[Critique] Entretien avec un Vampire

Mis à part le très bon Dracula de Coppola, rares ont été les films de vampires qui ont pu se vanter de leur succès et qualité. Pourtant, à peine deux ans après la sortie du film aujourd’hui culte de Francis Ford Coppola, Neil Jordan a su réanimer l’intense folie et fascination vampirique qui sommeille en chacun de nous.

« Entretien avec un Vampire » s’insère parfaitement dans la logique des films grand public des années 1990, avec un gout prononcé pour les films d’époque et les fresques fantastico-historiques. C’est à travers cette ambiance baroque et classique que nous est conté l’incroyable histoire du vampire Louis de Pointe du Lac.

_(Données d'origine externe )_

PR #264, opened 2015-07-08
Update ios example for API changes and index rendering

joeld42:
Here's fixes to the ios example for the anti-alias branch. Unfortunately opengl ES doesn't support glDrawElementsBaseVertex, so I can't draw things quite as nicely as the opengl3 example, instead I'm modifying the index buffer from imgui before I draw it. Which seems to work, and is ok with me, but not sure if you'll want this since this is an example.  We might want to get rid of the bit (which I copied from the opengl3 example) that combines all the vertex data into one buffer, and instead do a separate BindVertexArray for each draw call. If you know a cleaner way to do this, let me know. 

It works though, and the antialiasing looks really nice on my retina ipad.

### DIFF
--- a/examples/ios_example/imguiex/imgui_impl_ios.mm
+++ b/examples/ios_example/imguiex/imgui_impl_ios.mm
@@ -613,9 +613,6 @@ void ImGui_ClipboardCallback(uSynergyCookie cookie, enum uSynergyClipboardFormat
 // NOTE: this is copied pretty much entirely from the opengl3_example, with only minor changes for ES
 static void ImGui_ImplIOS_RenderDrawLists (ImDrawData *draw_data)
 {
-    if (draw_data->CmdListsCount == 0)
-        return;
-    
     // Setup render state: alpha-blending enabled, no face culling, no depth testing, scissor enabled
     GLint last_program, last_texture;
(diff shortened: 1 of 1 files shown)


ocornut:
Thanks. Hmm that's a bit annoying but good information seeing I will enforce the system to switch to indexed rendering. How about just doing one call to glBufferData() for each VtxBuffer, then you can remove the two loops? That would be just simpler, assuming glBufferData has a reasonable fixed cost for the call regardless of the buffer size.

Maybe it's worth doing the same thing in the original OpenGL3 example as well. It's sort of hard to make assumption about drivers.

PS: you can also remove this bit it is unnecessary (it may have been necessary a long time ago) 
```cpp
    if (draw_data->CmdListsCount == 0)
         return;
```

ocornut:
OK i have done a similar change and cleaned up the OpenGL3 example (cf. commit above). I think it makes more sense and it's always good to simplify this bit of the code. And it makes the OpenGL3 example more easily portable to ES. If really uploading multiple buffer is a bottleneck (I don't think it is ever going to be so) the user can always figure out a way that's more optimal for them.

joeld42:
ok, I applied your changes from the opengl3 example to the ios one.

ocornut:
Thanks!

PR #273, opened 2015-07-16
Fix SDL2-example for Linux

DanielGibson:
There was a case-mismatch in the includes, the `main` function should indeed be called `main` (SDL has a #define for SDL_main on Windows) and I added Linux build instructions to the example's README.md

### DIFF
--- a/examples/sdl_opengl_example/README.md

L’histoire se présente comme le témoignage de ce vampire (incarné par Brad Pitt) et de son incroyable existence d’immortel et de buveur de sang. Sous la forme d’un entretien avec un jeune journaliste, Louis révèle rapidement son improbable identité, sa métamorphose en créature de la nuit, ses transformations morales, peurs, chagrins et sa recherche de le lui-même. Car oui, ce film ne se contente pas de retranscrire les clichés et légendes de nos confrères vampires, il transcende toutes ces légendes, allant bien au delà des superstitions banales, des gousses d’ail, du crucifix et autres artifices traditionnels.

« Entretien avec un vampire » est avant tout un film psychologique et philosophique, un drame passionnel dans lequel un vampire contestataire et honteux part en quête de vérité, de bonheur, d’accomplissement personnel. Extrêmement mélancolique, le film nous transporte dans les abimes psychiques de Louis, vampire malgré lui, contraint à errer éternellement dans un monde en constante métamorphose et dont l’intérêt et la saveur lui échappent. L’histoire d’amitié fraternelle et paternaliste qui se développe entre Lestat (Tom Cruise) et Louis est passionnel, à la fois dimensionnelle et sentimentale, basée sur la reconnaissance comme sur l’incompréhension.

Suivant des motivations totalement différentes et extrêmes, le créateur et l’élève se séparent peu à peu alors que l’apparition de la jeune Claudia vient raviver les sentiments conflictuels des deux vampires. L’amour, la haine, la crainte et le doute animent tous ces êtres fantastiques liées à leur destin meurtrier, à leur perpétuelle et parfois repoussante recherche d’hémoglobine et de gorges fraiches. Le sentiment de solitude et le désir de rencontrer des êtres semblables sont d’autres sujets traités par cette histoire à l’empreinte émotionnelle très forte. Les siècles passent, les comportements évoluent, l’espoir et les déceptions s’enchainent, sobrement mis en scène par Neil Jordan et son équipe technique.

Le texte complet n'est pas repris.